- _Provided data_
PR #321, opened 2024-07-13
Add tall-page-formats option

### LINKED ISSUE #307: Some weird alignment issues when using a custom header
I've got some weird alignment issues when using a custom header.  The below project shows the problem on the second score (where the header field that usually appears on the left has been commented out).

[test.zip](https://github.com/jperon/lyluatex/files/10972997/test.zip)

This is new with LilyPond 2.24.  The code worked fine before upgrading my LilyPond (and lyluatex) versions.

Version information is as follows:
LyLuaTeX: 1.1.3
LuaTex: Version 1.15.0 (TeX Live 2022)
OS: macOS 12.6.3
Lilypond: 2.24.1 (running Guile 2.2)

rpspringuel:
LilyPond 2.24 introduced a change to the way the eps and pdf files are produced.  In particular, when using the lilypond-book preamble (a version of which is used in this package) to produce separate files for each system, the pdf file that included all the music contained one page per system while the eps file that include all music was a single page.  This meant that if the first line of the score was significantly different from the subsequent lines (e.g., a header with material flushed right instead of a music stave), then scores would get placed in unexpected positions.  This was the result of the eps bounding box and the pdf bounding box being based on different parts of the music (the whole score in the former case, and only the first line in the latter).

By adding the `-dtall-page-formats=pdf` option to the LilyPond compilation, the pdf containing all the music will put all the music on a single page, thus matching the eps file and allowing the bounding box calculations to be use more comparable values.

Fixes #307

### DIFF
--- a/lyluatex.lua
+++ b/lyluatex.lua
@@ -808,7 +808,7 @@ function Score:lilypond_cmd()
     end
     local cmd = '"'..self.program..'" '
         .. (self.insert == "fullpage" and "" or "-E ")
-        .. "-dno-point-and-click -djob-count=2 -dno-delete-intermediate-files "
+        .. "-dno-point-and-click -djob-count=2 -dno-delete-intermediate-files -dtall-page-formats=pdf "
     if self['optimize-pdf'] and self:lilypond_has_TeXGS() then cmd = cmd.."-O TeX-GS -dgs-never-embed-fonts " end
     if self.input_file then
         cmd = cmd..'-I "'..lib.dirname(self.input_file):gsub('^%./', lfs.currentdir()..'/')..'" '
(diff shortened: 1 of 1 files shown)


jperon:
@rpspringuel Thank you very much for this PR. May you please test with the small change I just pushed, which restricts the change to LilyPond >= 2.24?

rpspringuel:
I don't have an earlier version of LilyPond installed to check that behavior, but with 2.24.3 your change doesn't stop the fix from working for me.

jperon:
Thank you very much again!

lukas-vlcek:
Is this fix part of any release?

As of writing I can see that the official [latest release](https://github.com/jperon/lyluatex/releases/latest) points to https://github.com/jperon/lyluatex/releases/tag/v1.1.3 which has been released in Mar 1st, 2023. Does that mean that this fix is still not available to users?

If that is the case what can be done to make this fix available to users? Or is there any hotfix/workaround that can enable me to use this code? (Does it mean I would need to compile the code locally and manually install into my local TeX Live installation?)

Anyway, thanks for this marvellous package!

PR #326, opened 2025-03-14
Fix extra left padding for inline scores

derekerdmann:
Several lines that use `\setluaoption` did not end with a comment, introducing extra left padding to inline Lilypond scores.

With this related fix in the `luaoptions` package, no additional left padding gets inserted for inline scores with zero `hpadding`: https://github.com/lualatex-tools/luaoptions/pull/8


jperon:
Thank you!

PR #309, opened 2017-05-24
DirectoryDialog and simple drop-down menus

fracpete:
* Added support for selecting directories, similar to the `FileDialog` class, using the `DirectoryDialog` class. Builder class is also available: `DirectoryDialogBuilder`
* Added support for very simple drop-down menus (menubar, menu, menuitem)
* Added example code and documentation for both features


mabe02:
Okay, I need to spend more time reviewing this. Probably I'll branch off current master to a release/3.0 and let this go into the 3.1 release.

Issue #327, opened 2017-08-24
Can not alter TerminalEmulatorDeviceConfiguration


klaushauschild1984:
When I use the default of TerminalEmulatorDeviceConfiguration then it is not possible to alter its properties, I have to instantiate a new one with all the default values copied into my code only for changing one thing.
Please extend it with the builder pattern so that the properties can be altert after creation.

mabe02:
Yes, should be done

klaushauschild1984:
I opend a PR.

PR #328, opened 2017-08-27
Can not alter TerminalEmulatorDeviceConfiguration #327

klaushauschild1984:
- add withBlinkLengthInMilliSeconds
- change withLineBufferScrollbackSize: do not copy the TerminalEmulatorDeviceConfiguration, set the private fiels
- add withCursorStyle
- add withCursorColor
- add withCursorBlinking
- add withClipboardAvailable

### DIFF
--- a/src/main/java/com/googlecode/lanterna/terminal/swing/TerminalEmulatorDeviceConfiguration.java
+++ b/src/main/java/com/googlecode/lanterna/terminal/swing/TerminalEmulatorDeviceConfiguration.java
@@ -157,7 +157,8 @@ public class TerminalEmulatorDeviceConfiguration {
                     blinkLengthInMilliSeconds,
                     cursorStyle,
                     cursorColor,
-                    cursorBlinking);
+                    cursorBlinking,
+                    clipboardAvailable);
         }
     }
 
@@ -175,7 +176,8 @@ public class TerminalEmulatorDeviceConfiguration {
                     blinkLengthInMilliSeconds,
                     cursorStyle,
                     cursorColor,
-                    cursorBlinking);
+                    cursorBlinking,
+                    clipboardAvailable);
         }
     }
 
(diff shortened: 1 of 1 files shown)


RAnders00:
Have you explicitly considered the implications of making that class mutable? How do the classes that use this object behave when properties of this class are changed?

Also, it is generally convention that `withXXX()` methods return a copy of a immutable object with that property changed. If you really wanted to make the class mutable, the method signature should at least be changed to `setXXX()` methods with a return type of `void`.

avl42:
Fwiw (not much) I agree with Ruben.  If we really want it mutable, it
should have "set"ters rather than "with"ers :-)

Anyway, creating parameter sets for terminalemulators shouldn't be expected
in tight loops so shouldn't be performance critical.
Having some fields copied into an immutable class shouldn't hurt - as long
as they are copied within lanterna code, and not left to the user to copy.

A while ago I tried to revise that part, but I got carried away and it
became ways worse than status quo w.r.t. complexity. I'm looking forward to
what this discussion will lead to.
​I certainly agree to OP that there is indeed some potential for
improvement.

klaushauschild1984:
No, it was not my intension to change TerminalEmulatorDeviceConfiguration from a immutable object to a mutable one. I was just on the shamefull road of bad API design.
A real Build seam to over engineered so I go withe the every-time-a-new-object idea.

avl42:
I have a minor "complaint" about style, though: I'd rather see some (even redundant) "this."-prefixes each time the current object's attribute is used versus where the specified new value is used (without "this." of course).

klaushauschild1984:
@avl42 can you point out where your complaints are? Currently I see them not.

avl42:
I will, but I'm on phone right now...

Am 28.08.2017 18:17 schrieb "Klaus Hauschild" <notifications@github.com>:

klaushauschild1984:
Now I got it. You WANT the redundant this's for visibility.

avl42:
Yes, that's what I meant. Thanks!

I hope, @mabe02 also appreciates it.

mabe02:
Thanks!

PR #331, opened 2017-09-02
fix package name in documentation

ljosa:
DefaultTerminalFactory is in com.googlecode.lanterna.terminal (https://github.com/mabe02/lanterna/blob/master/src/main/java/com/googlecode/lanterna/terminal/DefaultTerminalFactory.java#L19).


mabe02:
Thanks!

- _Task brief_
For every line of the records above that holds the word "dtall", count one, and state the total only.

- _Answer box_
2